ONIX workflow Step 1 - Mapping Book Products

The ONIX workflow uses the ONIX table created by the ONIX telescope to do the following:

  1. Aggregate book product records into works records. Works are equivalence classes of products, where each product in the class is a manifestation of each other. For example, a PDF and a paperback of the same work.

  2. Aggregate work records into work family records. A work family is an equivalence class of works where each work in the class is just a different edition.

  3. Produce intermediate lookup tables mapping ISBN13 -> WorkID and ISBN13 -> WorkFamilyID.

  4. Produce intermediate tables that append work_id and work_family_id columns to different data tables with ISBN keys.

Link to Query

Definitions - Product, Work and Work Families

A Product: A product is a manifestation of a work, and will have its own ISBN. There may be several DOIs linked to a single product though (or sometimes none at all).

A Work: Can be a collection of products, which are each different manifestation of the same work. Some datasets have unique IDs assigned to the concept of a work, but these are not as clear as the usage of ISBN for a product.

An Edition: Is a new Work, but is derived as a revision from an existing work as opposed to being entirely new.

A Work Family is a collection of works which are different editions of each other.

Dependencies

The ONIX workflow is dependent on the ONIX telescope. It waits for the ONIX telescope to finish before it starts executing. This requires an ONIX telescope to be present and scheduled.

Link to Code

Work ID

The Work ID will be an arbitrary ISBN representative from a product in the equivalence class.

Work Family ID

The Work Family ID will be an arbitrary Work ID (ISBN) representative from a work in the equivalence class.

ONIX Work ID ISBN Errors

Create Crossref metadata table

Crossref Metadata is required to proceed. The ISBNs for each work is obtained from the publisher’s Onix table. For each of these ISBNs, the Crossref Metadata table produced by the Academic Observatory workflows is queried. Refer to the Crossref Metadata telescope.

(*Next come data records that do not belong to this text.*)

PR #1186, opened 2019-06-24
Revert YamlApp changes

swinkelmann:
Please revert this changes. We cannot run the yaml-apps of two of our customers.
Different reasons:
- Loading parameters from application.yml fails. (parameters 'outside' the application tag)
- Loading parameters from parameters.yml into application configuration also fails.
- View permissions


werrolf:
No.
Application definition Yamls are for applications, not for parameters. This was never even supposed to work.
Put your parameters into parameters.yml or any bundle configuration of your choosing. This gives you inline placeholder expansion of parameters into other parameters as a benefit, and a consistent and controllable order of precedence should a parameter appear in multiple places.

Grants check regression (unsettable VIEW privilege on Yaml applications) has already been fixed independently.

PR #1190, opened 2019-06-26
Replace HTMLHyperlinkElementUtils port property access with RegEx

### LINKED ISSUE #1187: [frontend] add WMS via WMSLoader with InternetExplorer fails
**Describe the bug**
With InternetExplorer 11 WMSLoader fails to load the WMS. Only a message shows up. The same problem occurs for WMS that are loaded with **loadDeclarativeWms**.

**To Reproduce**
1. Open InternetExplorer 11
2. Go to https://demo.mapbender.org/application/mapbender_user_yml
2. Click on **WMSLoader**
3. Load the referred mapbender-user WMS
4. See error **WSLoader: wms capabilities can't be loaded**

With app_dev.php tyou can see that the url is not parsed correct:

`Invalid url 'https://wms.wheregroup.com:443cgi-bin/mapbender_user.xml?SERVICE=WMS&VERSION=1.1.1&REQUEST=getCapabilities'`

**Expected behavior**
Load WMS to application

 - Mapbender: 3.0.8.1 with IE 11 (with firefox, Edge everything works fine)

**Screenshots / Logmessage**
mb_wmsLoader

LazerTiberius:
Replace HTMLHyperlinkElementUtils port property access with RegEx

IE11 and Edge do not implemment this property getter correctly and will return values guessed on the used protocol e.G. https://www.wheregroup.com will return 443 instead of an empty string. This behavior can result in wrongly generated Urls.

IE implementation of the pathname-getter returns the pathname without leading /. Because of this we will add the leading / when it is not present. Also we fixed accessing the regEx return value acces if nothing has matched.

Fixes #1187


werrolf:
Wrong base branch.
Not safe for `user:pass@host` and query params containing colons.

werrolf:
See [PR#1191](https://github.com/mapbender/mapbender/pull/1191), which cherry-picks the two relevant commits onto the right base branch, fixes port matching false positives and adds some reference links and other little bits.

PR #1197, opened 2019-07-11
Change visui-build.js to individual source files.

LazerTiberius:
This will make no functional difference but it will  make it a lot easier to work with this lib


werrolf:
Would prefer a glob / directory scanning thing. Unfortunately there's still files in there that we definitely do not want.

werrolf:
This will also break dist and build commands, because they pretty much empty vendor/component.  
This has only recently been fixed in [Starter commit 73134ac8](https://github.com/mapbender/mapbender-starter/commit/73134ac83eaa9555eec498e1f0f9ebbbc71908ea), which is not yet part of a tagged release.  
This will also needs extra release documentation to make people aware that they need to merge up their starters, or otherwise integrate the change.

werrolf:
Resolved more robustly in 8290d4df6722ca77e68dda3bbab44953a2c0a141
Asset requirement on `...-built.js` is expanded to list of individual known files, using vendor path instead of web/components.
Missing individual files from this expansion [are ignored](https://github.com/mapbender/mapbender/commit/7e614d7b6f03fc7b65eea4aacc5f917fe9ab6350)

Issue #1156, opened 2019-04-17
Update logo 


CharlyUnicorn:
**old logo**

The old logo is used in the mapbender-corebundle. 

**solution**

* Update image here: https://github.com/mapbender/mapbender/blob/master/src/Mapbender/CoreBundle/Resources/public/image/logo_mb3.png
* change name to logo_mb.png and reference it correct in the config-files (logo-path in parameters.yaml)

you can see the old logo in the administration and applications : 
* https://demo.mapbender.org/
* https://demo.mapbender.org/application/mapbender_user_yml

![mapbender_logo_website](https://user-images.githubusercontent.com/13517141/56295318-e29e6f00-612c-11e9-882d-f48f06acef3d.png)

PR #1202, opened 2019-08-07
Fix/mapbender logo

eschuettler:
The old logo is used in the mapbender-corebundle.

Fixes https://github.com/mapbender/mapbender/issues/1156


werrolf:
The logo name in ProvideBrandingPass is for recognition of "historic" logo names which get replaced with the default logo. This was done to support older configurations from a time when it was still mandatory to configure the logo name in the starter (as fom: server_logo).

We now have a default for that inside Mapbender itself.

Instead of updating the logo name in ProvideBrandingPass, I added the new name as another alternative, in addition to the old `logo_mb3.png` name.

PR #1204, opened 2019-08-29
Add scale to resolution to mapbender model ol4

frwg:
Digitizer needs this to keep min/max-scale in configuration.


werrolf:
The json.twig thing was cherry-picked onto a different branch, see #1205.

werrolf:
If we really need these methods, they should be available for both OL2 and OL4. I added / moved the implementation accordingly.

Scale is a bad metric because DPI is a bad metric used by people stuck in the paper age. My initial hope was to get rid of scales for all actual behaviour and logic, and only keep it around for informative display purposes. Time doesn't seem right yet.

PR #1205, opened 2019-08-29
Add Console Command for Creating Translation json.twig Files

werrolf:
Single commit extracted from [Pull #1204](https://github.com/mapbender/mapbender/pull/1204) to preserve reverted work.

Personally don't see the appeal.

@frwg


werrolf:
Superseded by [#1208](https://github.com/mapbender/mapbender/pull/1208). Just use a (list of) wildcard prefix(es). No need to write twigs at all anymore.

PR #1208, opened 2019-09-24
Support direct key (+wildcards) translation requirements

werrolf:
Requirements for JavaScript-available translations previously only support `.json.twig` inputs, which require maintenance and can be error prone (translation key mapping mismatches).

This pull adds optional support for Element::getAssets and Template::getAssets to include in their return value list for `trans` assets:
1) direct translation keys, e.g. `mb.core.featureinfo.error.nolayer`
2) translation key prefixes ending in a `*` wildcard, e.g. `mb.core.featureinfo.*` or even `mb.core.f*`

Wildcard prefixes expand to a list of every available translation where the key starts with that prefix. This allows extending available messages for Elements simply by adding more messages with the appropriate prefix to a catalog file (messages.en.yml et al in any activated bundle).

Create Crossref events table

Similarly to Crossref Metadata, Crossref Event Data is retrieved through Crossref’s dedicated event REST API through the Crossref Event Data telescope. The API accepts queries based on DOI only, which we retrieve by matching the appropriate ISBN13 from the metadata.

Create book table

The book table is a collection of works and their relevant details for the relative publisher. The table accommodates a title’s Crossref metadata, events and separate chapters.

Create intermediate tables

For each data partner’s tables containing ISBN, create new “matched” tables which extend the original data with new “work_id” and “work_family_id” columns.

The schemas for these tables are identical to the raw Telescope’s schemas, with the addition of work_ids and work_family_ids.

Link to Query

../../_images/onix_workflow_1.png

Create QA tables

For each data source, including the intermediate tables, we perform basic quality assurance checks on the data, and output the results to tables that are easy to export for analysis by the publisher (e.g. to CSV). For example we verify if the provided ISBNs are valid, or if there are unmatched ISBNs indicating that there are missing ONIX product records.

ONIX Aggregate Metrics

Link to Query

ONIX Invalid ISBN

Details ISBN13s in the ONIX feed that are not valid.

Data Platform Invalid ISBN

Details ISBN13s in the data source that are not valid. An example schema is below, as data platforms may use different name fields (e.g, ‘ISBN’, ‘publication_id’, ‘Primary_ISBN’).

Data Platform Unmatched ISBN

Details ISBN-13s in the data source that were not matched to ISBN-13s in the ONIX feed.